La época de los detectives privados ya pasó, o más bien evolucionó, pues ahora las personas recurren a sus propios medios y conocimientos o a hackers o ciberdelincuentes para espiar. Son casos que cada vez aumentan más en todo el mundo, aunque la Policía Nacional confirma que España es uno de los países con denuncias que crecen.

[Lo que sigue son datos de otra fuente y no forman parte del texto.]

PR #253, opened 2026-03-27
feat: load-tree package inference, keyword hover docs, EndPos everywhere

### LINKED ISSUE #250: LSP: cross-file use-package not modeled — stdlib macros like 'when' reported as undefined
## Description

When opening a phylum codebase with `shirotester lsp`, files that rely on `(use-package 'utils)` from another file (typically `main.lisp`) get false `undefined-symbol` errors for symbols like `when`, `unless`, etc.

## Reproduction

Given a phylum project with two files:

**main.lisp:**
```lisp
(in-package 'my-service)
(use-package 'utils)
(use-package 'router)
```

**test-helpers.lisp:**
```lisp
(in-package 'my-service)

(defmacro assert-error (err msg &rest expr)
  (progn
    (when (nil? err) ...)))  ;; LSP reports: undefined symbol: when
```

The `when` macro is defined in substrate's shirocore `utils` package and is available via the registry. However, since `test-helpers.lisp` doesn't have its own `(use-package 'utils)`, the per-file analyzer cannot resolve `when`.

## Root Cause

The LSP's per-file analysis model doesn't propagate `use-package` effects across files:

1. `bootShiroRegistry()` loads the full shiro environment including `utils:when`
2. `ExtractPackageExports()` correctly extracts `when` into `PackageExports["utils"]`
3. Per-file analysis only imports `utils` symbols if the file itself contains `(use-package 'utils)`
4. At runtime, `use-package` in `main.lisp` affects all subsequently loaded files — the LSP doesn't model this

## Impact

This is a significant UX issue for substrate phylum development because:
- It's standard practice to have `use-package` declarations in `main.lisp` only
- Other files implicitly rely on the runtime's package import state
- Common macros like `when`, `unless`, `cond-let`, etc. show as undefined in every non-main file

## Possible Solutions

1. **Workspace-level use-package tracking**: During workspace prescan, collect all `use-package` declarations and apply them to files in the same `in-package` scope
2. **Auto-import common packages**: When the registry provides a package, auto-import its exports into all files that share the same `in-package`
3. **Per-file use-package hint**: The LSP could suggest adding `(use-package 'utils)` as a quick-fix code action
4. **Configuration**: Allow specifying default-imported packages in LSP settings

### LINKED ISSUE #251: LSP: 'view problem' navigates to wrong source location for shadowing diagnostics
## Description

When the LSP reports a shadowing diagnostic (e.g., `parameter 'expr' shadows special-op from enclosing scope`) on a defmacro parameter, clicking "View Problem" in VS Code navigates to an incorrect location — reportedly to a `when` definition further down in the file rather than to the `expr` parameter.

## Reproduction

In a file like:

```lisp
(defmacro assert-not-error (&rest expr)   ;; shadowing diagnostic reported here
  ...)

;; ... more code ...

(defmacro when ...)   ;; VS Code navigates HERE when clicking "view problem"
```

1. Open the file in VS Code with the ELPS LSP (via `shirotester lsp`)
2. See the shadowing warning on the `expr` parameter
3. Click "View Problem" or click the diagnostic in the Problems panel
4. VS Code navigates to the wrong location

## Analysis

The diagnostic position flows through:

1. `addParams()` (`analysis/analyzer.go:1092-1110`) — sets `sym.Source` by matching the cell name in the formals list
2. `AnalyzerShadowing` (`lint/analyzers.go:776-779`) — uses `posFromSource(sym.Source)` to set `Pos`
3. `convertLintDiagnostic()` (`lsp/diagnostics.go:203-230`) — converts to LSP Range with 0-based line/col

Potential causes:
- The `Source` location on the `expr` cell inside `(&rest expr)` might not be set correctly by the parser
- The `posFromSource` conversion might produce an incorrect position
- The diagnostic might lack an `EndPos`, causing VS Code to expand the range unexpectedly
- There could be a mismatch between the diagnostic the user clicks and the one that navigates

## Steps to Debug

1. Add a test case: `(defmacro foo (&rest expr) expr)` — verify the shadowing diagnostic's `Pos` points to the `expr` token in the formals
2. Check if `Source` is nil for symbols after `&rest` in the formals list (the `addParams` loop searches `formalsVal.Cells` for a cell matching `p.Name`)
3. Verify `convertLintDiagnostic` output for this case

This may be reproducible with a minimal test case in `lint/lint_test.go` by checking the `Pos.Line` and `Pos.Col` of the shadowing diagnostic.

sam-at-luther:
## Summary

Builds on PR #252 to address remaining issues from #250 and #251:

- **Load-tree package inference**: Walk `main.lisp`'s `load-file` chain to build a file→package map. Bare files inherit the package context from the load point.
- **Pre-in-package def remapping**: Defs before first `in-package` are remapped to load-tree package via `firstInPkgLine` tracking.
- **Cross-file unused-function detection**: Wire `WorkspaceRefs` through `Config → Result → lint Pass`. Checks cross-file references before flagging.
- **Macro-body undefined-symbol → warning**: Unresolved symbols inside user-defined macro bodies are warnings (not errors) since macros may introduce bindings at expansion time. Built-in macros still produce errors.
- **DiagnosticTag.Unnecessary**: Unused-variable/function diagnostics include `DiagnosticTag.Unnecessary` so VS Code renders them with faded text, visually distinguishing them from errors.
- **Keyword hover docs**: `&rest`, `&optional`, `&key`, `unquote`, `unquote-splicing`, `condition`, `else`.
- **EndPos on all diagnostics**: 15 diagnostics across 12 analyzers.
- **`lisp.DefaultUserPackage` constant**: Replace all hardcoded `"user"` strings. Document default package in `docs/lang.md`.

Closes #250
Closes #251

## Test plan

- [x] Load tree: `TestBuildLoadTree_Basic/PackageSwitch/Nested/CycleDetection`
- [x] Package inference: `TestPrescanWorkspace_DefaultPackage/ExplicitUserPackageNotRemapped/NoMainLisp/DefsBeforeInPackage/PhylumPattern`
- [x] Cross-file resolution: `TestAnalyze_DefaultPackage_BareFile`, `TestAnalyze_DefsBeforeInPackage_Resolve`
- [x] Unused-function: `TestUnusedFunction_Negative_CrossFileRef` + `_WithDefaultPackage` + `_Positive_OnlySameFileRef` + `_NoWorkspaceRefs`
- [x] Macro-body severity: `TestUndefinedSymbol_Warning_InsideMacroBody`, `_Error_InsideBuiltinMacro`, `_Error_InsideFunctionCall`
- [x] Hover: `TestHover_AllKeywords` (7 subtests) + `TestWordAtPosition/ampersand_keywords`
- [x] EndPos: `TestUndefinedSymbol_HasEndPos` + `TestUserArity_HasEndPos` (exact positions)
- [x] Full `go test ./...` passes

### DIFF
--- a/analysis/analysis.go
+++ b/analysis/analysis.go
@@ -38,6 +38,11 @@ type Config struct {
 	// (no in-package declaration). Derived from main.lisp's in-package.
 	DefaultPackage string
 
+	// WorkspaceRefs maps SymbolKey.String() to cross-file references.
+	// When set, analyzers can check whether a symbol is referenced from
+	// other files in the workspace.
+	WorkspaceRefs map[string][]FileReference
+
 	// Filename is the source file being analyzed.
 	Filename string
 }
@@ -73,6 +78,11 @@ type Result struct {
 	// for cross-file duplicates without relying on scope lookups that may
 	// have been overwritten by local definitions.
 	ExtraGlobals []ExternalSymbol
+
+	// WorkspaceRefs maps SymbolKey.String() to cross-file references.
+	// Copied from Config. Used by lint analyzers to check whether a symbol
+	// is referenced from other workspace files (e.g. unused-function check).
+	WorkspaceRefs map[string][]FileReference
 }
 
 // Analyze performs semantic analysis on a set of parsed expressions.
@@ -106,7 +116,7 @@ func Analyze(exprs []*lisp.LVal, cfg *Config) *Result {
 
 	a := &analyzer{
 		root:             root,
-		result:           &Result{RootScope: root, ExtraGlobals: cfg.ExtraGlobals},
+		result:           &Result{RootScope: root, ExtraGlobals: cfg.ExtraGlobals, WorkspaceRefs: cfg.WorkspaceRefs},
 		cfg:              cfg,
 		qualifiedSymbols: make(map[string]*Symbol),
 	}
--- a/analysis/analysis.go
+++ b/analysis/analysis.go
@@ -34,6 +34,10 @@ type Config struct {
 	// imported in other files (e.g. main.lisp) are available.
 	PackageImports map[string][]string
 
+	// DefaultPackage overrides the default "user" package for bare files
+	// (no in-package declaration). Derived from main.lisp's in-package.
+	DefaultPackage string
+
 	// Filename is the source file being analyzed.
 	Filename string
 }
@@ -111,7 +115,7 @@ func Analyze(exprs []*lisp.LVal, cfg *Config) *Result {
 	a.prescan(exprs, root)
 
 	// Phase 2: Deep recursive walk
-	currentPkg := "user"
+	currentPkg := a.defaultPackage()
 	for _, expr := range exprs {
 		a.analyzeExpr(expr, root, currentPkg)
 		if expr != nil && expr.Type == lisp.LSExpr && !expr.Quoted && len(expr.Cells) > 0 &&
--- a/analysis/analysis_test.go
+++ b/analysis/analysis_test.go
@@ -1561,6 +1561,28 @@ func TestAnalyzeFile_PreservesPackageImports(t *testing.T) {
 		"AnalyzeFile should forward PackageImports so 'when' resolves")
 }
 
+func TestAnalyze_DefaultPackage_BareFile(t *testing.T) {
+	// Regression test: a bare file (no in-package) with DefaultPackage set
+	// should use the default package, enabling cross-file imports to work.
+	source := "(defun f () (helper-fn 42))"
+	cfg := &Config{
+		PackageExports: map[string][]ExternalSymbol{
+			"helpers": {{Name: "helper-fn", Kind: SymFunction, Package: "helpers"}},
+		},
+		PackageImports: map[string][]string{
+			"svc": {"helpers"},
+		},
+		DefaultPackage: "svc",
+	}
+	result := parseAndAnalyzeWithConfig(t, source, cfg)
+	unresolvedNames := make(map[string]bool)
+	for _, u := range result.Unresolved {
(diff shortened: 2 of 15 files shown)


sam-at-luther:
## Testing feedback from acre phylum

The load-tree inference is a big improvement — most of the false positives are gone. But there are a few remaining edge cases:

### 1. Multi-package files with definitions before first `in-package`

`utils.lisp` has this structure:
```lisp
;; No in-package here — inherits 'acre from main.lisp load context

(defun get-created-index (obj) ...)     ;; defined in acre package at runtime
(defun strip-created-index! (obj) ...)  ;; defined in acre package at runtime

(in-package 'utils)                     ;; switches to utils
(set 'index-bimap-prefix "acr:bimap")
(in-package 'acre)                      ;; switches back
```

`scanFilePackage()` returns `"utils"` (the first `in-package` found), so the file is NOT treated as bare. But `extractDefinitions` starts with `currentPkg = "user"` and registers `get-created-index` and `strip-created-index!` under `"user"` (before hitting the `in-package 'utils` on line 19).

At runtime, these definitions are in `acre` (inherited from the `main.lisp` load context). The load-tree knows this file should be `acre`, but the `filePkg != ""` check prevents remapping.

**Possible fix:** For multi-package files in the load tree, remap definitions that were registered under `"user"` (before any `in-package`) to the load-tree package, even if the file has a later `in-package`.

### 2. Cross-file "unused function" false positives

`caller-has-acre-admin-api-key?` is defined in `auth.lisp` and called in `permission.lisp`. Both are bare files correctly remapped to `acre`. The LSP reports it as "unused function" because the unused-function analyzer only checks usages within the same file, not across files.

This is a pre-existing limitation (not caused by this PR), but it's more visible now that the undefined-symbol false positives are fixed.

En Internet se cree que todo vale, pues incluso se venden virus troyanos por unos siete euros, buscando acceder a cuentas o dispositivos. Pero lo cierto es que según el Código Penal español, violentar la privacidad de esta forma puede llevar a la cárcel.

Se trata de un delito de descubrimiento y revelación de secretos en el ámbito familiar, de pareja y hasta el empresarial. Ya se han visto casos de personas condenadas a prisión por espiar móviles de sus parejas o emails de personas cercanas.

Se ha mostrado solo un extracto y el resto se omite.